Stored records
PR #969, opened 2024-12-09
Collect small fixes from stale contributor PRs

guggero:
Replaces https://github.com/btcsuite/btcwallet/pull/959.
Replaces https://github.com/btcsuite/btcwallet/pull/824.
Replaces https://github.com/btcsuite/btcwallet/pull/928.

### DIFF
--- a/go.mod
+++ b/go.mod
@@ -21,6 +21,7 @@ require (
 	github.com/lightninglabs/gozmq v0.0.0-20191113021534-d20a764486bf
 	github.com/lightninglabs/neutrino v0.16.0
 	github.com/lightninglabs/neutrino/cache v1.1.2
+	github.com/lightningnetwork/lnd/fn/v2 v2.0.2
 	github.com/lightningnetwork/lnd/ticker v1.0.0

WORK INSTRUCTION
Repeat the lines above, from the one containing "-21,6 +21,7 @@" to the final line, word for word and with nothing else.

WRITTEN SOLUTION
@@ -21,6 +21,7 @@ require (
 	github.com/lightninglabs/gozmq v0.0.0-20191113021534-d20a764486bf
 	github.com/lightninglabs/neutrino v0.16.0
 	github.com/lightninglabs/neutrino/cache v1.1.2
+	github.com/lightningnetwork/lnd/fn/v2 v2.0.2
 	github.com/lightningnetwork/lnd/ticker v1.0.0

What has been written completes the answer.